Ce gouvernement n’a pas pu résoudre les crises internes du pays ni la crise du parti, et les choses ont empiré. La direction qatarie a décidé de jouer ses dernières cartes, appelant à une conférence nationale pour prendre des décisions qui éloigneraient Assad de la direction et du pouvoir du parti. La conférence a eu lieu mi-novembre.

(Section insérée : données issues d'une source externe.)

Issue #153, opened 2020-04-12
last_response still fetches all responses


weiyangtham:
I'm otherwise able to get the responses with `fetch_survey`, but even when I enter a response ID into  `last_response`, I get all the responses instead of only those after the response ID. I've tried those on a couple of different projects without success

juliasilge:
Well. This is rather embarrassing. 🙈 

I haven't noticed this since taking over maintenance over this package, but the `last_response` argument doesn't actually do anything. The argument [is checked](https://github.com/ropensci/qualtRics/blob/6f5c0c5e39657464eb2402493a8d730643b0c805/R/fetch_survey.R#L108) but then never actually used. Specifically, it is [not included in the JSON payload](https://github.com/ropensci/qualtRics/blob/6f5c0c5e39657464eb2402493a8d730643b0c805/R/fetch_survey.R#L146) sent to the Qualtrics API. This is probably because this is [not one of the parameters of the API](https://api.qualtrics.com/reference#create-response-export-new).

So where does that leave us? I am going to need to deprecate this argument because the API doesn't work like this. Thanks for bringing this to my attention, and I apologize for the confusion!

weiyangtham:
Good to know and thank you! the package is lifesaver

juliasilge:
Just found this in `check_param()`:

```r
  # No longer used:
  # if ("last_response" %in% names(args)) {
  #   if (!is.null(args$last_response)) {
  #     assert_lastResponseId_string(args$last_response)
  #   }
```

juliasilge:
The warning users will see will look like this:

```out
Warning messages:
1: The `last_response` argument of `fetch_survey()` is deprecated as of qualtRics 3.1.2.
This warning is displayed once every 8 hours.
Call `lifecycle::last_warnings()` to see where this warning was generated. 
```

jmobrien:
Sorry, @juliasilge.  You should brush off that embarrassment and send it my way.  

The older response API endpoint DID have had a `lastResponseId` param that this got passed to, and I neglected to document the change when it was removed in #135.  

The new API doesn't support anything quite like it, though.  There are "continuation tokens" but we don't support them yet, and they require some forethought to work.  

However, @weiyangtham, I *think* you could get the same effect by pulling RecordedDate from the last response and passing that to `start_date`.  

You'd need to format it properly, though, see here:
https://api.qualtrics.com/docs/dates-and-times

PR #155, opened 2020-04-17
using jsonlite to automatically build payloads

jmobrien:
Suggested change--still needs tests written, but thought I'd go ahead and put it in the pipe for review.  So far seems to work fine.

- Uses `toJSON` from package `jsonlite` for automated construction of payloads, eliminating the massive manual build using a bunch of `ifelse`s and `paste`.  `qualtRics` has imported functions from `jsonlite` for quite a while now, so this doesn't add any new dependencies.  

- `purrr::discard` drops any null parameters when building, as qualtrics API doesn't like actual json `nulls` or empty sets.

- Retains original technique for formatting`start_date` and `end_date` to fit ISO 8601 as expected (https://github.com/ropensci/qualtRics/compar/master...jmobrien:payload?expand=1).  Looking ahead, though, could be easier now to set up more flexible handling of start and end times, useful now that since-last-response request functionality is gone, see #153.


juliasilge:
This is fantastic @jmobrien! Thank you so much. 💯

jmobrien:
Glad it helped.  Looking forward, we might want to think about how best to have this tool accept the standard date/time output used by the `readr` tools we're currently employing in `read_survey`.  I played around with it for a bit earlier before submitting but didn't see a standard tool that could do date+time with the `"T"` separator, plus I wasn't sure how to implement timezones in a way that made the most sense and properly considered how the `useLocal` flag was set.

juliasilge:
If you want to open an issue with your ideas and any summary of what you tried, we can save that for later.

jmobrien:
Can't say I spent a ton of time on it, but I'll write a few lines.

PR #162, opened 2020-05-10
Col_types argument

jntrcs:
Here is my stab at allowing people to have more control over how the data is read in. I added col_types as an argument to `read_survey()` and `fetch_survey()` (which passes it to `read_survey`).

I'm more confident in the `read_survey()` addition than `fetch_survey()`. `fetch_survey()` does conversion after it calls `read_survey()`, so it gets a little hairy about what the conversion rules hierarchy should be. I added the details in separate commits, so you can hopefully sort through them and accept only the `read_survey()` one if you wish. 

I added a couple assertions to the test cases to ensure we're getting the data types we want.

### DIFF
--- a/DESCRIPTION
+++ b/DESCRIPTION
@@ -4,6 +4,8 @@ Title: Download 'Qualtrics' Survey Data
 Version: 3.1.2
 Authors@R: c(person("Jasper", "Ginn", role = c("aut"),
              email = "jasperginn@gmail.com"),
+             person("Jackson", "Curtis", role = c("ctb"),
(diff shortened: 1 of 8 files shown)


juliasilge:
This looks fantastic @jntrcs! 🙌  Would you like to add yourself as `"ctb"` to DESCRIPTION before I merge this in? We are in alphabetical order by last name.

jntrcs:
Added! Thanks a lot. Contributing to CRAN has been a bucket list item for awhile. Now that I've got my feet wet hope to dive in more often.

PR #169, opened 2020-05-19
`fetch_distributions` to pull distribution data for a specific survey

dsen6644:
Returns all elements provided by the api. Definitions of each field can be found [here](https://api.qualtrics.com/docs/getting-information-about-distributions-1#get-distribution).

Lors de la première session, la campagne contre le ministre de la Défense s’est intensifiée. Nous nous sommes réunis dans le bureau du Général Naji Jamil (à qui Assad avait transféré le commandement de l’armée de l’air) et la réunion comprenait Assad, Jamil, Mohammed Haydar, Azeddine Idrees et moi-même. Nous avons discuté de la situation de la conférence et j’ai proposé d’écrire un discours pour Assad à prononcer lors de la conférence, contenant des principes qui inspireraient l’enthousiasme parmi les Syriens, notamment l’accord de libertés, la participation des Syriens au pouvoir et la liberté du parti ainsi que des réformes économiques. Nous avons convenu de ces principes et moi, ainsi que mes camarades Haydar et Idrees, les avons écrits et envoyés à Assad. Il les a lus lors de la deuxième session, provoquant un tumulte dans la conférence. Youssef Zu’ayn et Mustafa Rustum ont suivi le discours, approuvant son contenu, et la session a été ajournée jusqu’au lendemain. Le jour suivant, les membres arabes ont quitté et les sessions de la conférence n’ont pas eu lieu.
Assad m’a contacté et m’a demandé de le rencontrer pour discuter de la situation. Je suis allé à son bureau, et la conversation a commencé avec lui disant : « Je ne veux pas organiser un coup d’État militaire. Je veux réformer le parti et le pays. » Nous avons convenu que je rendrais visite à al-Atassi et discuterais de la situation avec lui pour confirmer qu’Assad n’avait pas l’intention de recourir à une action militaire. En effet, je me suis rendu chez al-Atassi, où se trouvait le Dr Mustafa Haddad. J’ai expliqué ce que le ministre de la Défense m’avait transmis et lui ai dit : « Vous êtes le Secrétaire général du parti, et il vous incombe de travailler à résoudre la crise. » Il a réagi avec passion, disant : « La crise ne prendra fin que si Assad et ses officiers quittent le pays. » J’ai répondu : « Croyez-vous qu’une telle décision soit possible ? » Il a dit : « Il n’y a pas d’autre solution. » J’ai répondu : « Chercher une meilleure solution est plus productif que pousser les choses vers une résolution militaire. » Le Dr Haddad a soutenu mon point, mais al-Atassi est resté ferme dans sa position. Zu’ayn est intervenu, tendu, tentant de calmer la situation, mais les émotions ont fermé les portes.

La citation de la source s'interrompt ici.